Non-degenerate Liouville tori are KAM stable

TL;DR

This paper proves that non-degenerate, non-resonant quasi-periodic tori in Hamiltonian systems are KAM stable regardless of whether their frequencies are Diophantine or Liouville, extending stability results.

Contribution

It establishes KAM stability for non-degenerate, non-resonant tori with Liouville frequencies, answering a recent open question and broadening the class of stable invariant tori.

Findings

Non-resonant tori are KAM stable if Kolmogorov non-degenerate.

Stability holds for Diophantine and Liouville frequencies.
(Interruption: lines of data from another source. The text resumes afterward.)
Issue #401, opened 2020-05-02
`blitz db reset` failing with `cannot find module`


hauptrolle:
### What is the problem?

When running `blitz db reset` I get the following error: `Error: Cannot find module '/Users/user.name/workspace/private/blitz-project/db'`

### Steps to Reproduce:

1. Setup blitz project
2. Run `blitz db reset`

### Versions:

```
macOS Catalina darwin-x64 node-v12.14.1

blitz: 0.6.1 (global)
blitz: 0.8.1 (local)
```

Skn0tt:
Thanks for taking the time to report, it's very much appreciated ☺️

Skn0tt:
Thanks for taking the time to report, it's very much appreciated ☺️

johncantrell97:
Also seeing this, I'll take a stab at fixing it.

Skn0tt:
Awesome! Let me us know if there's something we can help you with.

PR #497, opened 2020-05-11
Fix 'blitz db reset' command

wKovacs64:
### Type: bug fix 

Closes: #401

- Updated database path regex to support Windows
- Instantiated own DB client rather than trying to require from `<projectRoot>/db/index.ts` (code is JS at runtime, can't require TS)
- Uncommented DB migration instruction for PostgreSQL reset

### Checklist

- [ ] Tests added for changes

### Breaking change: no 

N/A

### Other information

Before: `Error: Cannot find module 'C:/dev/test/myapp/db'`
After: `✔ Your database has been reset.`

Confirmed locally with PostgreSQL and SQLite on Windows 10 and macOS Catalina.

/cc @johncantrell97 just saw you were working on this - not sure if you had something in the works, but I can close this if so!


flybayer:
Yay!!

PR #508, opened 2020-05-14
Lazy load typescript in `server` to fix error when running outside TS app

flybayer:

`blitz new myapp` currently fails because it can't load the typescript module (not installed in the app yet).

`blitz start` in plain JS project would also fail in the same way.

This lazy loads TS only when it's actually needed.


flybayer:
Well this doesn't work. It doesn't fix plain JS apps because TS will be needed there to compile the TS templates we include. 

Will have to solve another way.

Issue #485, opened 2020-05-09
Database connections are not being closed: FATAL: sorry, too many clients already


flybayer:
### What is the problem?

Database connections are not being closed when the server is stopped.

```
Error querying the database: db error: FATAL: sorry, too many clients already
```

### Steps to Reproduce (maybe)

1. `blitz start`
2. Visit page that reads from the database
3. Make changes to your app source files and save to trigger hot reloading
4. Repeat many times

### Versions:

```
0.9.0
```

### How to Fix

I think the blitz server needs to add a listener for a `kill` signal. Then run `db.disconnect()` inside that. Note: this must be implemented in a way that it will not fail if the `db` module doesn't exist.

This should be for both `blitz start` and `blitz start --production`

abuuzayr:
thanks @flybayer for opening this issue! 

the steps should be: 

1. `blitz start`
1. Visit page that reads from the database
1. Make changes to your app source files and save to trigger hot reloading
1. Repeat many times

I hope the above makes sense. 

Also, as per your suggestion I added the `?connection_limit=1` to my DB URL in `.env`, but I still get this issue.

ivandevp:
May I help with this issue?

abuuzayr:
of course @ivandevp please feel free!

abuuzayr:
@ivandevp this might help: https://github.com/prisma/prisma/issues/1983

flybayer:
@abuuzayr nice!

Looks like the solution is this:
```ts
import { PrismaClient } from "@prisma/client"

let prisma

if (process.env.NODE_ENV === "production") {
  prisma = new PrismaClient()
} else {
  // Ensure the prisma instance is re-used during hot-reloading
  global.prisma = global.prisma || new PrismaClient()
  prisma = global.prisma
}

export default prisma
```

ivandevp:
Hey guys! Sorry for the delay. I've been trying to reproduce but haven't found a way to do it. I followed the steps but can't see the error in the current canary version, when I create a project with Blitz 0.9.0 I got an error related to React.Suspense but not sure what is happening. Are you still facing the error in the current canary version? The problem and solution makes sense to me, but can't see it reflected in my dev environment.

sbardian:
I am also unable to reproduce.  Tried 0.90 and 0.91.

abuuzayr:
@flybayer yup so far so good! 

[...]

PR #514, opened 2020-05-14
Ensure same prisma client is being used on hot reload

abuuzayr:
Closes: #485

While on development, modules are constantly hot reloaded and this may cause the spawning of multiple connections for a single application. This ensures that the same client is being used while on development. 

In production the behavior is unchanged.

### Checklist

- [ ] Tests added for changes

### Other information

I have some questions about this contribution:

1. This is my first time contributing to a project like this. I'd like to test the `blitz new app` command to ensure that my changes are working, but I'm not sure how to replace or link the global binary to my local repo. How do I go about doing that?

Otherwise, the code is tested and working fine in my other project folders. 

2. Should I also update the `db/index.ts` files in the example applications?


abuuzayr:
@flybayer The steps were right! I somehow jumped the gun i suppose. I was getting "MODULE NOT FOUND" errors, that `../dist/cli` was missing, but I realised the `yarn dev` command wasn't completed till i saw:

```
blitz: created dist/cli.js in 1.1s
```

flybayer:
@abuuzayr ah yes, yes, I get that sometimes too. There's probably a way we could make that experience nicer, like show a message during dev like "make sure "yarn build" or "yarn dev" has completed compiling"

abuuzayr:
will this work? 

in **packages/blitz/bin/blitz**:

```javascript
#!/usr/bin/env node

try {
  require('../dist/cli')
} catch (e) {
  console.error(`blitz is unavailable yet, make sure "yarn build" or "yarn dev" has completed compiling`)
}
```

flybayer:
@abuuzayr were you going to update the database files for the examples apps? :)

examples/store/db/index.ts
```diff
@@ -1,6 +1,23 @@
...
-const prisma = new PrismaClient()
+let prisma
+
+declare global {
+  namespace NodeJS {
+    interface Global {
+      prisma: PrismaClient
+    }
+  }
+}
```
flybayer, line 12: Thanks for these updates!

One thing, let's remove this because we don't want people to actually use `global.prisma`.

I think switching to `global["prisma"]` will fix the TS warning without needing the type declaration.

Probably also need `let prisma: PrismaClient`

abuuzayr: ok let me try that instead, thanks for the tips!

abuuzayr:
@flybayer i think the type issue is cleared! but it seems to be failing because of cypress. should i try to re-run the action?

flybayer:
Thank you @abuuzayr!

Issue #274, opened 2020-04-26
Architecture: Extract generator and console out of cli


ryardley:
### What do you want and why?

We should extract the generator and to a lesser extent the console out of the cli package to their own packages or at the very least folders

* Both represent pieces of code with very separate usage scenarios
* Both are currently mixed up with oclif and need not be
* Separating input argument parsing from task execution makes sense as we may want to expose a node API for either component in the future
* Both are sharing a utils folder containing context specific functionality that should be kept separate
* Groking the code it is hard to see what code belongs to which code area
* If we were to remove or swap out oclif at a later date it would be much easier should these be in separate packages.

### Possible implementation(s)

`@blitzjs/generator`
`@blitzjs/console`

aem:
I forgot this issue existed. `@blitzjs/generator` exists now, we still need someone to pull out the `console` code

peaonunes:
I'm happy to try pulling out the `console` got. Looking at the codebase its just one file, but it depends on `runPrismaGeneration` which is owned right now by the `/commands/db.ts` (and also used by the `start.ts` command). Not sure if it should be shared by those files, should we:
* move this function to a shared package before doing it?
* keep the function as it is and make `console` package get the function from `commands` package?
* duplicate the logic inside the `console` package
🤔

aem:
my personal thought is duplicate the logic for now. I assume at some point we'll want a shared `@blitz/prisma` package that we can use to centralize all of our prisma code, but I don't think we have enough information to know what that shared API needs to look like so better to duplicate rather than choosing the wrong abstraction.

@ryardley @flybayer thoughts?

flybayer:
The prisma code will be in a plugin like `blitz-plugin-prisma` or something.

Ok to duplicate for now, but add a comment both places clearly stating this.

peaonunes:
I've the same feeling about it.
I like the plugin idea, right now the `db` is tightly coupled with `prisma` which would be hard to switch/replace implementation if needed. I guess the ultimate goal would be to have an decoupled `db` module where you could plug in and out any database provider. Perhaps that could be another work front since it is a long way until having that abstraction.

PR #520, opened 2020-05-17
Extract CLI repl into its own package

peaonunes:
Closes: #274

This PR adds @blitzjs/console package which has all of the files needed for start and setup of REPL.

If this is not correctly done it can break the `console` functionality as well as impact other `cli` commands.

### Checklist
- [x] Tests added for changes

### Breaking change: yes/no
yes

### Other information

Hey @flybayer @aem @ryardley , here a couple of things I would like to clarify/ask:
1. I have not added any codeowner to this particular package, who should I add?
2. If the PR is too big to review I am happy to break it in two PRs (one for creation of new package, second for replacing `cli/commands/console` implementation). Just let me know.
3. I have only extracted the functions related with the REPL console from the `commands/console` therefore the REPL is lean and unaware of database setup or any other thing. I think this is an even better solution than discussed [here](https://github.com/blitz-js/blitz/issues/274#issuecomment-627205260). Any pre conditions to run the `console` can happen inside the console command.
4. Would be nice if someone else could download the branch and see if this is introducing any bugs. Since the REPL environment needs to be manually tested I believe would be nice to have another pair of eyes looking at it.


packages/console/src/console.ts
```diff
@@ -0,0 +1,95 @@
...
+
+const runConsole = async (replOptions: REPL.ReplOptions) => {
+  const repl = initializeRepl(replOptions)
+
+  const watchers = [
+    // watch('package.json').on('change', () => Console.loadDependencies(repl)),
+    watch(getBlitzModulePaths()).on('all', () => loadBlitzModules(repl)),
+  ]
+
+  repl.on('reset', () => loadModules(repl)).on('exit', () => watchers.forEach((watcher) => watcher.close()))
```
peaonunes, line 34: According to the [repl](https://nodejs.org/api/repl.html#repl_commands_and_special_keys) reference there is no `.reset` command. There is only `.clear` and maybe it is a different command rather than reset. Besides, we have added `.reload` in the custom commands to do the same. So maybe we could remove the `.on('reset')` here.

peaonunes:
Strangely I am getting `Internal Server Error` when running `blitz start`, I may have screwed something. However, all the other commands like generate, db migrate and console are working fine. In fact it is happening with the latest version of the package too.

flybayer:
@peaonunes thank you for this! I'll let @aem review.

To get past your internal server error, you could try running `yarn reset` at the blitz repo root.

packages/console/src/console.ts
aem: yeah we probably don't need `reset` here

packages/console/package.json
```diff
@@ -0,0 +1,44 @@
+{
+  "name": "@blitzjs/console",
+  "version": "0.10.0",
```
flybayer, line 3: ``
```suggestion
  "version": "0.11.0",
```

peaonunes:
Hey, no worries! Thanks for updating the branch with canary.
Looking forward to contribute more.

ryardley:
One question: Should we call this package `repl` as there might be confusion between this and the idea of a logging package? (Such as the `log` component)

peaonunes:
Makes a lot of sense to me. Happy to do that if everyone agrees.

peaonunes:
What are your thoughts @aem @flybayer ?

aem:
I agree with `repl`, I didn't think about the potential confusion there

peaonunes:
The PR is ready to re-review. I've renamed the package and solved the conflicts with canary. I guess is good enough to go now.
cc: @aem @ryardley @flybayer

peaonunes:
Hey @flybayer I've done it here: https://github.com/blitz-js/blitz/pull/520/files#diff-7d95ce28d6b0598638ef2b376877e6c3R55
I've added as `devDependencies` on the `cli` package, would not that be enough? Because just the `cli` refers at the moment to `repl`.

Also, I do not get why the tests are failing on CI. Locally they all pass. Is there anyway that I can rerun them?

flybayer:
That's not enough because currently the repl package will not be linked in the production build. The repl package must be listed as a regular `dependency` somewhere. 

Probably the repl package dep could stay in the cli package.json, but be moved to a regular dependency.

peaonunes:
That makes a ton of sense. Sorry for that lol
1. Moved it to be a regular `dependency` in the `cli`.
2. Then I did `yarn reset`.
3. Then `yarn dev` & `yarn link-cli`.
5. Then `blitz new app`, run the migrations.
6. Finally `blitz console` and worked fine 🎉 .

Would it be enough to validate it? So we make sure that the production build of the `cli` resolves correctly the dependency.

flybayer:
Sweet, looks good! Thank you!

PR #522, opened 2020-05-17
Fix oclif hook id bug

Zeko369:
#408 # What are the changes and their implications?

Fix the way we access command id (name) in the init hook to check if we're in the correct directory or not


flybayer:
Thank you!

Issue #2751, opened 2021-09-27
Loading a mutation via `blitz console` fails silently due to a missing ENV var


beerose:
### Discussed in https://github.com/blitz-js/blitz/discussions/2745

> The mutation in question was not being loaded because it referenced an environment variable that was missing. This meant the code would compile via `npm run build` but when console loads mutations it apparently evaluates the code in a run-time fashion even prior to the mutation. Unfortunately, though, if it fails due a missing ENV var it does so silently.

_Originally posted by @jelling in https://github.com/blitz-js/blitz/discussions/2745#discussioncomment-1387880_

g3offrey:
I am working on a solution, that enables the debug mode when run with the verbose flag.

jelling:
@g3offrey what do you think of making it display errors by default, meaning even without a debug flag? My thinking is that the console is designed almost exclusively for technical users. At a minimum, I don't think a console command (or module load) should ever fail silently. A middle ground might be writing errors to a log but only displaying an abbreviated trace message unless the debug flag is set.

g3offrey:
Yes that what I did finally. I always display the errors. I also documented the previously existing DEBUG flags, I think they could have helped in your initial case. You can find my contributions here : 
https://github.com/blitz-js/blitzjs.com/pull/560
https://github.com/blitz-js/blitz/pull/2792

PR #2792, opened 2021-10-03
display an error if loading a module fails in blitz console

g3offrey:
Closes: #2751 

I decided to simply log the error that appears at the loading of the module.
I initially thought about a verbose mode, but I finally think this error should always be displayed.
If expert users need more details they can still enable additional logging using the DEBUG env var.

I'll check if there is some documentation about the DEBUG scopes, if not I'll be glad to create it.

Edit : I created it here : https://github.com/blitz-js/blitzjs.com/pull/560

## Bug Checklist

## Feature Checklist

### DIFF
--- a/packages/repl/src/utils/load-blitz.ts
+++ b/packages/repl/src/utils/load-blitz.ts
@@ -55,7 +55,7 @@ export const loadBlitz = async () => {
           [name]: contextObj,
         }
       } catch (error) {
-        log.error(`Failed loading ${modulePath}: ${error}`)
+        log.error(`Failed to load ${modulePath}: ${error}`)
         debug("Failed to load module", error)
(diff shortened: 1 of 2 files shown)


packages/repl/src/utils/load-blitz.ts
```diff
@@ -54,6 +55,7 @@ export const loadBlitz = async () => {
           [name]: contextObj,
         }
       } catch (error) {
+        log.error(`Failed loading ${modulePath}: ${error}`)
```
beerose, line 58:
```suggestion
        log.error(`Failed to load ${modulePath}: ${error}`)
```

beerose (approved):
Thanks for your PR!

Issue #2324, opened 2021-05-10
Support async `initServer` hook


flybayer:
### What do you want and why?

Support async `experimental.initServer` hook so that the server is not started until the promise returned from initServer resolves.

Original discussion: https://github.com/blitz-js/blitz/pull/2256#discussion_r629454953

### Possible implementation(s)

Move to [this](https://github.com/blitz-js/blitz/blob/canary/nextjs/packages/next/next-server/server/next-server.ts#L255-L257) to [here](https://github.com/blitz-js/blitz/blob/canary/nextjs/packages/next/server/lib/start-server.ts#L12)

g3offrey:
I am working on that.

PR #2798, opened 2021-10-04
enable user to do async initServer

g3offrey:
Closes: #2324 

I did the solution proposed by @flybayer on the issue #2324 

To do so I had to load the config before the server is listening. Indeed today, the config loading is done at first on `prepare` method, which is run on the server listening.

The `loadConfig` method was private so I had to set it a public 😢
Another drawback of this is that the `loadConfig` is now done two times: before the listening and when we call `getServer` (at the listening).

I was thinking about two things doing that, moving the `initServer` logic inside a `NextServer` method (`onServerInit` ?), so I can set back `loadConfig` as private. 

Or maybe instead of calling `loadConfig`, I can call `getServer` (setting it public before so) which has a `loadConfig` inside of it. This has advantages of preparing the `serverPromise` per advance and won't do a duplicate call to `loadConfig`.

What do you think ? 🤔 

## Bug Checklist

## Feature Checklist


flybayer:
@g3offrey thank you so much!

Upon review, I *think* we could run initServer just before [this line in getServer](https://github.com/blitz-js/blitz/blob/canary/nextjs/packages/next/server/next.ts#L133). What do you think?

g3offrey:
@flybayer Don't worry, I'm glad to contribute to such a project 😄 
Sure, I think this is possible, however I have to do some modification to do so.

First, at the moment the `getServer` method is called first on `prepare`, so after listening. (This is not what we want)

With my modification, we can call it once in `getRequestHandler` instead of at every request (in request handler).
Also this method is called before the listening so it is perfect for our use-case.

```ts
 async getRequestHandler() {
    const requestHandler = await this.getServerRequestHandler()

    return (
      req: IncomingMessage,
      res: ServerResponse,
      parsedUrl?: UrlWithParsedQuery
    ) => {
      return requestHandler(req, res, parsedUrl)
    }
  }
```

As now `getRequestHandler` is simply an empty wrapper to `getServerRequestHandler`, I deleted it and simply called `getServerRequestHandler`.

With these modifications, I can implement your solution. What do you think? Do you prefer this way of doing things or the previous one? 😄 

Check out the last commit. I hope I am clear enough, that's not easy by text 😅

Issue #2800, opened 2021-10-05
`blitz generate` should check if model name is passed correctly


beerose:
### What is the problem?

When you forget to pass a model name in `blitz generate` command (for example: `blitz g all name:string age:int`), it assumes that `name:string` is the model and proceeds to generate invalid code. It would be nice if it was caught before generating the files. We could prompt an error that the model name is not correct.

Related code: https://github.com/blitz-js/blitz/blob/canary/packages/cli/src/commands/generate.ts#L82

Slightly related issue: https://github.com/blitz-js/blitz/issues/2380

### Paste all your error logs here:

```
CREATE    app/name:strings/queries/getName:string.ts
CREATE    app/name:strings/queries/getName:strings.ts
> ⚠️  Failed trying to run prettier:SyntaxError: Unexpected token, expected ";" (14:38)
  12 |   async (input) => {
  13 |     // TODO: in multi-tenant app, you must add validation to ensure correct tenant
> 14 |     const name:string = await db.name:string.create({data: input})
     |                                      ^
  15 | 
  16 |     return name:string
  17 |   },
> ⚠️  Failed trying to run prettier:SyntaxError: Unexpected token, expected ";" (15:38)
  13 |   async ({id}) => {
  14 |     // TODO: in multi-tenant app, you must add validation to ensure correct tenant
> 15 |     const name:string = await db.name:string.deleteMany({where: {id}})
     |                                      ^
  16 | 
  17 |     return name:string
  18 |   },
> ⚠️  Failed trying to run prettier:SyntaxError: Unexpected token, expected ";" (15:38)
  13 |   async ({id, ... data}) => {
  14 |     // TODO: in multi-tenant app, you must add validation to ensure correct tenant
> 15 |     const name:string = await db.name:string.update({where: {id}, data})
     |                                      ^
  16 | 
  17 |     return name:string
  18 |   },
CREATE    app/name:strings/mutations/createName:string.ts
CREATE    app/name:strings/mutations/deleteName:string.ts
CREATE    app/name:strings/mutations/updateName:string.ts
 
✔ Model 'Name:string' created in schema.prisma:

> 
> model Name:string {
>   id        Int      @id @default(autoincrement())
>   createdAt DateTime @default(now())
>   updatedAt DateTime @updatedAt
>   age       Int
> }
> 
 
✔ Run 'prisma migrate dev' to update your database? (Y/n) · false
 
✨  Done in 72.21s.
```

### Paste all relevant code snippets here:

[...]

PR #2802, opened 2021-10-05
add err when model name not passed to cli generate

martinsaxa:
Closes: #2800

Blitz-cli generate options will check if model name contains `:`. If it does, it will throw an error. Usually this happens when someone forget to pass model name e.g. `blitz generate all name:string`

## Bug Checklist

## Feature Checklist

### DIFF
--- a/packages/cli/src/commands/generate.ts
+++ b/packages/cli/src/commands/generate.ts
@@ -203,6 +203,13 @@ export class Generate extends Command {
       }
     }
 
+    if (modelName.includes(":")) {
+      console.warn(
+        "Model name has not been passed. Use blitz generate [type] [modelName] [field:type]...",
+      )
+      this.exit(0)
+    }
+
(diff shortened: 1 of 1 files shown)


beerose (changes requested):
Thanks for the contribution!

Instead of using `console.warn`, we should use Blitz's `log` function `log.error(...)`.  It's already imported into this file.

Apart from that, we should check if the model name contains only valid characters instead of checking for particular invalid symbols, e.g. `:` inside of the model name is only one of the invalid characters. Model names should satisfy the following expression: `[A-Za-z][A-Za-z0-9_]*`.

martinsaxa:
Thanks for review, I will look into these issues.

martinsaxa:
I just looked at that PR and function and I thing you have an great idea. I'm going to work on
this weekend.

PR #2823, opened 2021-10-08
[legacy-framework] Improve error message on a duplicate page name error

p-siriphanthong:
Closes: blitz-js/legacy-framework#232

### DIFF
--- a/examples/cypress/package.json
+++ b/examples/cypress/package.json
@@ -1,6 +1,6 @@
 {
   "name": "@examples/cypress",
-  "version": "0.41.0",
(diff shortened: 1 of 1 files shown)


flybayer:
> I don't think it fixes the issue — it doesn't close the process, but it's stuck so the user needs to restart the dev server. Maybe we can fix it in a separate PR as it seems to be more complex?

@beerose 🤔 it is working for me, I think this was the correct solution.

I've pushed a commit with a few UX tweaks including not throwing error in development.

Good to merge from my end.

PR #2844, opened 2021-10-15
[legacy-framework] `createMuiTheme` deprecation update

aleksanderbrymora:
The `createMuiTheme` has been deprecated and a simple rename of the import is needed to fix that. `createTheme` is the new name used by Mui.

No implications, it's a simple rename of the import and a function. There is not much to add.
Here is some info related to the change:
- https://github.com/mui-org/material-ui/pull/25992
- https://github.com/mui-org/material-ui/pull/26004


aleksanderbrymora:
Already fixed what mentioned in this pull request and more in #2853. Closing due to overlap

PR #2875, opened 2021-10-24
Add e2e cli tests setup

Redaloukil:
Closes: https://github.com/blitz-js/legacy-framework/issues/37

## Bug Checklist

## Feature Checklist


packages/cli/test/e2e/cypress/integration/build.ts
```diff
@@ -0,0 +1,65 @@
...
+
+  cy.readFile("../blitz/package.json").then((packageJson) => {
+    cy.exec(
+      `cd ${appName} && ${packageManager} add blitz@${packageJson.dependencies["@blitzjs/cli"]} --save`,
+    )
+    cy.readFile(`./${appName}/package.json`).then((testAppPackageJson) => {
+      expect(testAppPackageJson.dependencies["blitz"]).eqls(
+        packageJson.dependencies["@blitzjs/cli"],
+      )
+    })
```
flybayer, line 35: I have some doubts about whether this is doing what we want it too. Ultimately what we want is that none of the `blitz`, `@blitzjs/*`, or `next` packages should be inside the `<test-app-dir>/node_modules/` folder. All of these packages are already linked in `<monorepo-root>/node_modules`. So if those packages are not in the test app node_modules, they will automatically be resolved to the monorepo root.

We need to carefully confirm this. I suspect what's happening with the current code is that it's installing the given version from NPM, which is not what we want.

packages/cli/test/e2e/cypress/integration/build.ts
```diff
@@ -0,0 +1,65 @@
...
+}
+
+describe("blitz new command", () => {
+  beforeEach(() => {
+    cy.exec(`rimraf ${TEST_APP_NAME}`)
+  })
+
+  afterEach(() => {
+    cy.exec(`rimraf ${TEST_APP_NAME}`)
+  })
```
flybayer, line 48: It's common practice to not remove the test after it finished. That way you can easily inspect the test files after the test finishes.

packages/cli/test/e2e/cypress/integration/build.ts
```diff
@@ -0,0 +1,65 @@
...
+
+  it("Should create a new app", () => {
+    buildAppCommand(TEST_APP_NAME, "yarn", "full", "react-hook-form", "typescript")
+    cy.writeFile(
+      `./${TEST_APP_NAME}/.env`,
+      'DATABASE_URL="file:./db.sqlite\nSESSION_SECRET_KEY="ThisIsAKeyForTestingProductionBuildStart"',
+      {encoding: "utf8", flag: "a+"},
+    )
+    cy.exec(`cd ${TEST_APP_NAME} && yarn add pm2`)
+    cy.exec(`cd ${TEST_APP_NAME} && pm2 --name testBuild start yarn -- start`)
```
flybayer, line 58: why is pm2 being used? 

A test command of `blitz build && blitz start` should be sufficient, right?

flybayer (commented):
Thanks for your work on this!! 

Some comments below.

Also, this initial test is good, but at some point we also want to run the commands from the new app getting started page `blitz generate` etc. Can add that in this PR or we can open an issue for someone else to add

packages/cli/test/e2e/cypress/integration/build.ts
Redaloukil: The main reason behind installing pm2, is the fact that `blitz start` does not run as a detached process from the command line. why I need to run a detached process ? to pass the step of starting the built server app and continue my tests down bellow. 

Cypress documentation gives an indication that running the server inside cypress is considered as an anti-pattern [see here](https://docs.cypress.io/guides/references/best-practices#Web-Servers). 

I think I took a wrong path imo, generating, building and starting  a new generated app could be done separately from outside cypress via a script or something. After the project is built and ready to go, we `yarn run start` the server,wait for the server till it starts and  after that run cypress to do the e2e test like singup/login..

packages/cli/test/e2e/cypress/integration/build.ts
Redaloukil: totally agree

packages/cli/test/e2e/cypress/integration/build.ts
Redaloukil: It's installing the version from npm indeed. my attention behind this was to follow according to steps that you mentioned, I probably miss understood what you meant by : 
- get blitz version from packages/blitz/package.json version field
- set blitz version in the new test app package.json to match the version from last step. ( i'm installing the corresponding blitz version in this step )

flybayer: Ok yeah. Maybe another approach is to use the `file:...` syntax and point it to the blitz package?

Redaloukil: > Ok yeah. Maybe another approach is to use the `file:...` syntax and point it to the blitz package?

Not sure I get totally what you mean, as I understood this was made because we want blitz version in the repo to be the same as the generated app that we are testing, since the app is generated using `packages/blitz`, should I assume that the generated app is with same version as `packages/blitz` ? 

And what do you mean exactly by `file:...`

beerose: I think what Brandon meant is local paths (more here: https://docs.npmjs.com/cli/v7/configuring-npm/package-json#local-paths), so having something like:
```
{
  "name": "tests",
  "dependencies": {
    "blitz": "file:../../packages/blitz"
  }
}
```
You can run `npm i <path to package>` and it will add it in the above way.

packages/cli/test/e2e/cypress/integration/helpers/blitz-cli-version.js
```diff
@@ -0,0 +1,6 @@
+const path = require("path")
```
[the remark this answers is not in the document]
crazyguero: Oscar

Regularity of tori matches the Hamiltonian's smoothness class.

Abstract

In this short note, we prove that a quasi-periodic torus, with a non-resonant frequency (that can be Diophantine or Liouville) and which is invariant by a sufficiently regular Hamiltonian flow, is KAM stable provided it is Kolmogorov non-degenerate. When the Hamiltonian is smooth (respectively Gevrey-smooth, respectively real-analytic), the in-variant tori are smooth (respectively Gevrey-smooth, respectively real-analytic). This answers a question raised in a recent work by Eliasson, Fayad and Krikorian ([EFK]). We also take the opportunity to ask other questions concerning the stability of non-resonant invariant quasi-periodic tori in (analytic or smooth) Hamiltonian systems.